(Beginning of Records for the exercise)

PR #1562, opened 2020-01-14
Removing PE from WorkLock

vzotova:
Changes time-based lock for claimed tokens to stake-based lock (simply by removing PE and directly staking tokens inside `claim()` method)
I want to emphasize - it's not work-based lock because doesn't matter how many work will be produced by staker.

### DIFF
--- a/nucypher/blockchain/eth/sol/source/contracts/WorkLock.sol
+++ b/nucypher/blockchain/eth/sol/source/contracts/WorkLock.sol
@@ -6,7 +6,6 @@ import "zeppelin/token/ERC20/SafeERC20.sol";
 import "zeppelin/utils/Address.sol";
 import "contracts/NuCypherToken.sol";
 import "contracts/StakingEscrow.sol";
-import "contracts/staking_contracts/AbstractStakingContract.sol";
 import "contracts/lib/AdditionalMath.sol";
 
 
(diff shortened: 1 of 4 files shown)


michwill:
It's still work based in a sense that if you don't stake, you never unlock

vzotova:
Example - we have weird coefficients or it's end of inflation rate curve, then staker can't mint new tokens (which are "work") but can stake

michwill:
Ahh, I see. Well, practically, they can do enough work to unlock though

nucypher/blockchain/eth/sol/source/contracts/WorkLock.sol
```diff
@@ -55,56 +52,51 @@ contract WorkLock {
...
 
     /**
     * @param _token Token contract
     * @param _escrow Escrow contract
-    * @param _router Router contract
     * @param _startBidDate Timestamp when bidding starts
     * @param _endBidDate Timestamp when bidding will end
     * @param _boostingRefund Coefficient to boost refund ETH
-    * @param _lockingDuration Duration of tokens locking
+    * @param _stakingPeriods Amount of periods during which tokens will be locked while claiming
```
cygnusv:
```suggestion
    * @param _stakingPeriods Amount of periods during which tokens will be locked after claiming
```

tests/blockchain/eth/contracts/main/worklock/test_worklock.py
```diff
@@ -29,22 +26,6 @@ def token(testerchain, token_economics, deploy_contract):
...
-@pytest.fixture()
-def router(testerchain, deploy_contract):
-    staking_interface, _ = deploy_contract('StakingInterfaceMock')
-    secret = os.urandom(32)
-    secret_hash = keccak(secret)
-    contract, _ = deploy_contract('StakingInterfaceRouter', staking_interface.address, secret_hash)
-    return contract
-
-
-def next_address(testerchain, worklock):
```
KPrasch: :joy:

vzotova: Yeah, goodbye cool stuff, I'll miss you

PR #1572, opened 2020-01-16
Fixes #1435 - Rethink datetime to period utils.

### LINKED ISSUE #1435: Rethink nucypher/blockchain/eth/utils/datetime_at_period
Wait... `else` works only when `delta_periods == 0`!

Did you mean simply always `now + timedelta(days=delta_periods)`? Timedelta understands negative time too.

Also why days when we have `seconds_per_period` (what if it's not 1 day)? Maybe `maya.timedelta(seconds=1) * seconds_per_period * delta_periods` or something?

_Originally posted by @michwill in https://github.com/nucypher/nucypher/pull/1402_

KPrasch:
Thanks to @michwill and @vzotova for the solution!

### DIFF
--- a/nucypher/blockchain/eth/utils.py
+++ b/nucypher/blockchain/eth/utils.py
@@ -48,15 +48,7 @@ def datetime_at_period(period: int, seconds_per_period: int, start_of_period: bo
         now = maya.now()
         current_period = datetime_to_period(datetime=now, seconds_per_period=seconds_per_period)
         delta_periods = period - current_period
-
-        # +
-        if delta_periods:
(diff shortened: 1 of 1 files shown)


nucypher/blockchain/eth/utils.py
```diff
@@ -14,6 +14,7 @@
 You should have received a copy of the GNU Affero General Public License
 along with nucypher.  If not, see <https://www.gnu.org/licenses/>.
 """
+from datetime import datetime
```
michwill: This import is unused because we use everything through maya

KPrasch: :heavy_check_mark:

PR #1602, opened 2020-01-21
Adds support to --rate when granting, tweaks to the Staking Guide, and other beasts

### LINKED ISSUE #1262: Alice.controller does not parse `value` as part of the request when granting

### LINKED ISSUE #1601: Documentation says re-staking is disabled by default, while according to the team it is enabled
Need to update: https://docs.nucypher.com/en/latest/guides/staking_guide.html#manage-automatic-reward-re-staking

cygnusv:
* Fixes #1601 
* Closes #1262

### DIFF
--- a/nucypher/characters/control/interfaces.py
+++ b/nucypher/characters/control/interfaces.py
@@ -107,6 +107,7 @@ class AliceInterface(CharacterPublicInterface, AliceSpecification):
               n: int,
               expiration: maya.MayaDT,
               value: int = None,
+              rate: int = None,
               ) -> dict:
 
         from nucypher.characters.lawful import Bob
@@ -118,6 +119,7 @@ class AliceInterface(CharacterPublicInterface, AliceSpecification):
                                           m=m,
                                           n=n,
                                           value=value,
+                                          rate=rate,
                                           expiration=expiration)
 
         response_data = {'treasure_map': new_policy.treasure_map,
--- a/nucypher/characters/control/serializers.py
+++ b/nucypher/characters/control/serializers.py
@@ -123,7 +123,8 @@ class AliceControlJSONSerializer(CharacterControlJSONSerializer, MessageHandlerM
                             label=request['label'].encode(),
                             m=request['m'],
                             n=request['n'],
-                            value=request.get('value'),  # optional / unused in federation mode
+                            value=request.get('value'),  # optional / unused in federated mode
+                            rate=request.get('rate'),  # optional / unused in federated mode
                             expiration=maya.MayaDT.from_iso8601(iso8601_string=request['expiration']))
         return parsed_input
 
--- a/nucypher/cli/commands/alice.py
+++ b/nucypher/cli/commands/alice.py
@@ -45,6 +45,7 @@ option_bob_verifying_key = click.option(
 )
 
 option_pay_with = click.option('--pay-with', help="Run with a specified account", type=EIP55_CHECKSUM_ADDRESS)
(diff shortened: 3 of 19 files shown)


nucypher/cli/commands/alice.py
```diff
@@ -373,7 +398,7 @@ def grant(general_config,
     }
 
     if not ALICE.federated_only:
-        grant_request.update({'value': value})
+        grant_request.update({'value': value, 'rate': rate})
```
derekpierre: @cygnusv within `grant`, do we want either `value` or `rate` to be provided but not both? i.e. perform an xor check of those cli options.

tuxxy: This. You can't really provide both. You need either or.

nucypher/characters/control/interfaces.py
```diff
@@ -107,6 +107,7 @@ def grant(self,
               n: int,
               expiration: maya.MayaDT,
               value: int = None,
+              rate: int = None,
```
tuxxy: :+1:

nucypher/characters/control/serializers.py
```diff
@@ -123,7 +123,8 @@ def parse_grant_input(request: dict):
                             label=request['label'].encode(),
                             m=request['m'],
                             n=request['n'],
-                            value=request.get('value'),  # optional / unused in federation mode
+                            value=request.get('value'),  # optional / unused in federated mode
+                            rate=request.get('rate'),  # optional / unused in federated mode
                             expiration=maya.MayaDT.from_iso8601(iso8601_string=request['expiration']))
```
tuxxy: Unrelated to this PR, but we need a better UX for specifying this in the CLI.

nucypher/cli/commands/alice.py
```diff
@@ -174,8 +194,14 @@ def create_character(self, emitter, config_file, json_ipc, load_seednodes=True):
         config = self.config_options.create_config(emitter, config_file)
 
         client_password = None
-        if not config.federated_only:
-            if (not self.hw_wallet or not config.dev_mode) and not json_ipc:
+        eth_password_is_needed = not config.federated_only and not self.hw_wallet and not config.dev_mode
+        if eth_password_is_needed:
```
tuxxy: :+1:

nucypher/cli/commands/alice.py
```diff
@@ -218,7 +244,7 @@ def alice():
 @option_light
 @option_m
 @option_n
-@click.option('--rate', help="Policy rate per period in wei", type=click.FLOAT)
+@option_rate
```
tuxxy: :+1:

nucypher/cli/commands/alice.py
```diff
@@ -349,15 +375,14 @@ def grant(general_config,
           bob_encrypting_key, bob_verifying_key, label,
 
           # Other
-          m, n, expiration, value,
+          m, n, expiration, value, rate,
```
tuxxy: How does this work if you provide both?

nucypher/cli/commands/alice.py
cygnusv: That's already checked here, in `BlockchainPolicy`:
https://github.com/nucypher/nucypher/blob/345a09e2f83d2f6c288bb4171337571b16f326f8/nucypher/policy/policies.py#L507

nucypher/characters/control/serializers.py
cygnusv: Opened #1606

nucypher/cli/commands/alice.py
cygnusv: It fails in `BlockchainPolicy`. See https://github.com/nucypher/nucypher/pull/1602#discussion_r369300611

PR #1611, opened 2020-01-22
Small fixes to grant: input validation, correct formatting of stakers' data from StakingEscrow

### LINKED ISSUE #1608: Perhaps raise BadArgumentUsage when 'rate' and 'value' are provided for Alice.grant in the CLI
Related to #1602 .

Perhaps we should raise a `click.BadArgumentUsage` when both 'rate' and 'value' are provided for Alice.grant since only one is allowed (xor condition). 

Instead of currently having the `InvalidPolicyValue` exception raised, the `click.BadArgumentUsage` would be handled by the CLI more cleanly.

cygnusv:
* Fixes #1608


nucypher/cli/commands/alice.py
```diff
@@ -387,6 +388,14 @@ def grant(general_config,
 
     ALICE = character_options.create_character(emitter, config_file, general_config.json_ipc)
 
+    # Input validation
+    if ALICE.federated_only:
+        if any((value, rate)):
+            raise click.BadOptionUsage(option_name="--value, --rate",
+                                       message="Can't use --value or --rate with a federated Alice.")
+    elif not (bool(value) ^ bool(rate)):
+        raise click.BadOptionUsage(option_name="--rate", message="Can't use --value if using --rate")
```
derekpierre: Since we are saying "Can't use --value...", should this line instead be (?):
```suggestion
        raise click.BadOptionUsage(option_name="--value", message="Can't use --value if using --rate")
```

or alternatively

```suggestion
        raise click.BadOptionUsage(option_name="--rate", message="Can't use --rate if using --value")
```

PR #1224, opened 2017-12-11
Create command for comparing across multiple nodes

aludvik:
Do `sawnet compare --help` for usage.

### DIFF
--- a/cli/sawtooth_cli/network_command/compare.py
+++ b/cli/sawtooth_cli/network_command/compare.py
@@ -1,0 +1,329 @@
+# Copyright 2017 Intel Corporation
+#
+# Licensed under the Apache License, Version 2.0 (the "License");
+# you may not use this file except in compliance with the License.
+# You may obtain a copy of the License at
+#
+#     http://www.apache.org/licenses/LICENSE-2.0
+#
+# Unless required by applicable law or agreed to in writing, software
+# distributed under the License is distributed on an "AS IS" BASIS,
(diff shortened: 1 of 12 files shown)


aludvik:
There are a few gross things in here that I need to fix, but Andi should be able to use it as is

chenette:
I believe that the new "sawnet" CLI should be documented in the CLI Reference.  You can follow the model of other parent-commands-with-subcommands, such as "sawtooth block" or "sawset". I'm available to help (aka edit the doc information).

aludvik:
Fixed gross things

agunde406:
Do test you actually have to do `sawnet compare-chains --help`

cli/sawtooth_cli/network_command/compare.py
```diff
@@ -0,0 +1,330 @@
...
+
+        for block_id, node_ids in siblings.items():
+            for node_id in node_ids:
+                node_list[node_id] = block_id[:8]
+
+    # Print the last one
+    print(format_str.format(prev_block_num, *node_list))
+
+
+def print_tree(graph, tails):
```
agunde406: Remove reference to --tree if it is not implemented

peterschwarz: Also, delete the function

aludvik:
Added an okay implementation of `--tree`. I have a wip commit that is approaching something better, but don't want to spend anymore time on this for now.

PR #1227, opened 2017-12-12
Drop duplicate responses

nick-drozd:


validator/sawtooth_validator/server/network_handlers.py
```diff
@@ -325,7 +325,7 @@ def add(
     # GOSSIP_BATCH_RESPONSE 1) Sends ack to the sender
```
peterschwarz: Not sure this comment is still accurate

validator/sawtooth_validator/gossip/gossip_handlers.py
```diff
@@ -156,30 +156,72 @@ def handle(self, connection_id, message_content):
...
         block_response_message = GossipBlockResponse()
         block_response_message.ParseFromString(message_content)
+        block = Block()
+        block.ParseFromString(block_response_message.content)
+
+        block_id = block.header_signature
+
+        if not self._has_open_requests(block_id) and self._has_block(block_id):
+            LOGGER.debug('Drop duplicate block: %s', block_id)
+            return HandlerResult(HandlerStatus.DROP)
```
agunde406: This should return a Network Ack to close the future from the sender. HandlerStatus.RETURN will return the Ack but stop processing of the message. Same for below.

PR #1230, opened 2017-12-13
Cleanup poet base64 includes and licensing

dcmiddle:
Remove unneeded includes from poet.cpp and enclave.cpp
Add modification notice to base64 source file required for license
attribution.

See also STL-398


dcmiddle:
@TomBarnes fixed

PR #1231, opened 2017-12-13
Move fork resolution logic from block validator to chain controller

aludvik:
Because of all the architectural changes, the block validator and chain controller unit tests need some work. I am waiting to make those changes until I implement the block validation pipeline so that I don't have to make the changes twice and because I think it will be easier to write unit tests after all the components are in that pipeline.

### DIFF
--- a/validator/sawtooth_validator/journal/block_validator.py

(End of Records for the exercise)

» What to work on
Return each line of the data where the word "Amount" appears.

» Answer area
+    * @param _stakingPeriods Amount of periods during which tokens will be locked while claiming
    * @param _stakingPeriods Amount of periods during which tokens will be locked after claiming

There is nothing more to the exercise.